Why the Same Byte Maps to Two Unicode Characters

In JIS X 0208, row 1 column 33 (区点 1-33) is the “wave dash” — a wavy horizontal line used in Japanese to indicate ranges (e.g., 3時〜5時). When JIS was mapped to Unicode, two different organizations made two different choices:

Mapper	JIS 1-33 →	Character	Name
Unicode.org (JIS X 0208:1997 Annex)	U+301C	〜	WAVE DASH
Microsoft (CP932 / Windows-31J)	U+FF5E	～	FULLWIDTH TILDE

The characters look similar but are semantically different. U+301C WAVE DASH is the standard Unicode mapping of the JIS wave dash. U+FF5E FULLWIDTH TILDE is a fullwidth form of the ASCII tilde (~), not originally intended to represent the JIS wave dash at all.

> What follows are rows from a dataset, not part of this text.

PR #218, opened 2022-08-22
fix: request has aborted flag set to false

### LINKED ISSUE #217: inject hangs when used with Fastify async handler fulfilling undefined
### Prerequisites

### Fastify version

4.x but happening in previous versions as well

### Plugin version

_No response_

### Node.js version

16

### Operating system

Linux

all

### Description

This is an issue related to how this library behaves when used with Fastify. Fastify supports async route handlers and it supports those handlers fulfilling the returned promise with undefined (e.g. not returning anything from the handler).

Example:

```js
fastify.get('/', async () => {
  // implicitly returns a promise fulfilled with undefined
})
```

When `.inject` is used on such routes, it never returns/resolves, and the reason is that Fastify has a special handling for these cases, which is captured ]here](https://github.com/fastify/fastify/blob/d3c3ad78060dd356ef174a45c9585fb36643db7e/lib/wrapThenable.js#L20-L21).

You can see that it handles the behavior of these route handlers so that either they do not resolve undefined, OR the other condition, which requires that:

```js
reply.sent === false && reply.raw.headersSent === false && reply.request.raw.aborted === false
```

Microsoft chose U+FF5E because early Unicode fonts rendered U+301C with an inverted curve on Windows, making it look wrong to Japanese users. Rather than fix the glyph, Microsoft mapped to a different code point entirely.

Compare both wave dashes

The Complete Table: All 7 Discrepancies

The wave dash is the most famous case, but there are actually 7 JIS-to-Unicode mapping discrepancies between the Unicode.org/JIS standard mapping and Microsoft's CP932 mapping:

JIS Kuten	JIS Name	Unicode.org	Microsoft CP932	Description
1-17	EM DASH	U+2014 —	U+2015 ―	Em dash vs Horizontal bar
1-29	MINUS SIGN	U+2212 −	U+FF0D －	Minus sign vs Fullwidth hyphen-minus
1-33	WAVE DASH	U+301C 〜	U+FF5E ～	Wave dash vs Fullwidth tilde
1-36	DOUBLE VERTICAL LINE	U+2016 ‖	U+2225 ∥	Double vertical line vs Parallel to
1-61	MINUS SIGN (alt)	U+00A2 ¢	U+FFE0 ￠	Cent sign vs Fullwidth cent sign
1-81	POUND SIGN	U+00A3 £	U+FFE1 ￡	Pound sign vs Fullwidth pound sign
1-82	NOT SIGN	U+00AC ¬	U+FFE2 ￢	Not sign vs Fullwidth not sign

In every case, Microsoft chose a fullwidth or visually similar variant rather than the character that Unicode.org considers the correct semantic mapping.

Inspect fullwidth variants

Historical Context: How This Happened

The root cause traces back to the early 1990s:

1993: Microsoft shipped Windows 3.1J with CP932, creating mappings before Unicode glyph rendering was mature.
1997: JIS X 0208:1997 included an official Unicode mapping in its Annex that differed from Microsoft's.
2000s: By the time the discrepancy was widely recognized, billions of documents existed with both mappings.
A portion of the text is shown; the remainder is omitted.